Twenty-five years after his death, the Wisconsin Law Review has published a long-lost manuscript by Professor J. Willard Hurst, beloved UW Law School professor, renowned scholar, and one of the great originators of modern legal history and law and society scholarship. It is believed that the work entitled, “Technology and the Law: The Automobile,” was written in the early 1950s as one of several chapters intended as a supplement to his successful book, The Growth of American Law.
According to a foreword by Professors BJ Ard (UW Law) and William Novak (Univ of MI Law), the chapter was likely saved from the dumpster in 1991 when Hurst invited Novak, who was serving as a Legal History Fellow and student administrator at the Institute for Legal Studies at the time, and several others to select materials when he was vacating his office.

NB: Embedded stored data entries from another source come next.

Issue #7250, opened 2021-08-11
Race condition in loading contacts can cause previously selected contact to load 


dianabarsan:
**Describe the bug**
Contacts page could end up loading the previously loaded contact if a contact change is received just prior to the contact being de-selected. 

**To Reproduce**
This is very hard to reproduce with actual usage, but it has been causing a wdio e2e test to fail intermittently. 
Example of failure is: https://github.com/medic/cht-core/runs/3297387483?check_suite_focus=true#step:18:282
This failure is quite common (once every 10 suites?). 

**Expected behavior**
The selected contact shouldn't be changed the the previously selected contact.

**Environment**
- Instance: GHA Virtual machine
- App: webapp
- Version: 3.12

**Additional context**
I added helper logs in the code, so I better understand what's going on, and reran the test locally until I got a failure. This is what is happening: 

```
routing to contact "health_center_uuid"
selecting contact "health_center_uuid"
set selected contact "health_center_uuid"
contact receives external change "health_center_uuid"
selecting contact "health_center_uuid"
set selected contact null <- navigating away from the contact content page, in the case of the test, we route to contact-edit to add a new contact
set selected contact "health_center_uuid" <- the callback from the external change contact load updates the state with the old contact, so the next time we load the contacts content component, the state is actually dirty!
routing to contact "clinic_uuid" <- loading another contact 
selecting contact "clinic_uuid"
contact receives external change "health_center_uuid" <- because the state is dirty when we load the component, the code reacts to a change of the previously selected contact
selecting contact "health_center_uuid"
set selected contact "clinic_uuid"
set selected contact "health_center_uuid"
```

dianabarsan:
I just realized I had already created an issue for the flaky e2e test:https://github.com/medic/cht-core/issues/7244

latin-panda:
This is how I was able to see the problem:
- login as an online user
- set the network slow
- watch the log of actions to see the value of `selectedContact` in Store
- move from "contact view" to "contact edit", back and forth many times and quickly, but at the end land in "contact edit"
- make sure you've waited for all the logs to finish printing.
- observe when in "contact edit page" the `selectedContact` from the store is set to the last `contact view data`.  The expected is to be `null`.

I've provided a fix [here](https://github.com/medic/cht-core/pull/8234), see the logs after fix: 
<img src="https://github.com/medic/cht-core/assets/66472237/73eb77b5-ce0f-4580-b287-22b93a7421c9" width="300">

[...]

PR #8234, opened 2023-05-11
fix(#7250): race condition in loading contacts

latin-panda:
# Description

Stores the contact ID we want to fetch. Then as promises resolve, it checks that the contact we want to load is the same as from the data we had retrieved. 

medic/cht-core#7250

# Code review checklist

# Compose URLs

* [Core](https://staging.dev.medicmobile.org/_couch/builds_4/medic:medic:7250-Race-condition-in-loading-contacts/docker-compose/cht-core.yml)
* [CouchDB Single](https://staging.dev.medicmobile.org/_couch/builds_4/medic:medic:7250-Race-condition-in-loading-contacts/docker-compose/cht-couchdb.yml)
* [CouchDB Cluster](https://staging.dev.medicmobile.org/_couch/builds_4/medic:medic:7250-Race-condition-in-loading-contacts/docker-compose/cht-couchdb-clustered.yml)

# License


latin-panda:
@ngaruko and @dianabarsan 

There's a [job before on this topic](https://github.com/medic/cht-core/commit/bf36dd4cb543ee7d183dc2f7dcb4287144c880ba). The only part where we still need to check for the ID that it's loading is after the [first retrieve of data](https://github.com/medic/cht-core/blob/45eb3e23abe57c945656f4f6226054d583c5e4bd/webapp/src/ts/effects/contacts.effects.ts#L97).

Please have a look and let me know your thoughts.

webapp/src/ts/actions/contacts.ts
```diff
@@ -9,6 +9,7 @@ export const Actions = {
   selectContact: createMultiValueAction('SELECT_CONTACT'),
   setSelectedContact: createSingleValueAction('SET_SELECTED_CONTACT', 'selected'),
   setContactsLoadingSummary: createSingleValueAction('SET_CONTACT_LOADING_SUMMARY', 'value'),
+  setContactIdToFetch: createSingleValueAction('SET_CONTACT_ID_TO_FETCH', 'id'),
```
dianabarsan, line 12: For consistency (we don't use the term "fetch" anywhere else), could you please rename this to something like `setContactIdToSelect` ?

webapp/src/ts/effects/contacts.effects.ts
```diff
@@ -82,26 +95,34 @@ export class ContactsEffects {
...
 
-  private setTitle(selected) {
-    const routeSnapshot = this.routeSnapshotService.get();
-    const deceasedTitle = routeSnapshot?.data?.name === 'contacts.deceased'
-      ? this.translateService.instant('contact.deceased.title') : null;
-    const title = deceasedTitle || selected.type?.name_key || 'contact.profile';
-    this.globalActions.setTitle(this.translateService.instant(title));
+  private setTitle(contactId) {
+    return this
+      .verifySelectedContactNotChanged(contactId)
```
dianabarsan, line 100: I wonder if we can move this to the check to the main promise chain (to line 67) and keep this function cleaner and doing what it's called (sets the title).

dianabarsan (changes requested):
oops I accidentally hit enter without filling the textarea! 

Thanks a lot for this change, @latin-panda ! It's great! I added a small request to keep code cleaner and a renaming suggestion.

webapp/src/ts/actions/contacts.ts
latin-panda: Yeah, the name is weird. I want to make a difference when it looks for contact data and when it sets the contact as "selected" once we have the data so it's more straightforward for devs when it's used. 

Maybe `setContactIdToFind`? or `setContactIdToSummon`? 😅

dianabarsan: `setContactIdToLoad` ?

webapp/src/ts/effects/contacts.effects.ts
latin-panda: Done

webapp/src/ts/actions/contacts.ts
latin-panda: Done

latin-panda:
@ngaruko I found the steps to reproduce the issue reliably; it's in [the ticket](https://github.com/medic/cht-core/issues/7250#issuecomment-1543777876).

dianabarsan (approved):
Nice, these things are such a pain. i think we should definitely normalize this kind of flow in all other areas where you could get subsequent select events, before initial ones finish executing.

In clearing the final bookshelves, however, Novak’s archival interest was piqued by a remaining stack of faded manila envelopes wedged onto a bottom corner shelf. The contents of the envelopes and folders were as strangely random as they were decidedly aged—classroom lecture notes, hand-cut file-card notes for subsequently published projects, stray correspondence that eluded file cabinets, and old newspaper clipping files on subjects ranging from “morals” to “corporations.” But the two folders that especially captured Novak’s attention contained what seemed to be wholly complete and carefully hand-edited manuscript chapters: “Chapter Eight—Technology and the Law: The Automobile” and “Chapter Eleven—Law and the Balance of Power: The Federal Anti-Trust Laws.”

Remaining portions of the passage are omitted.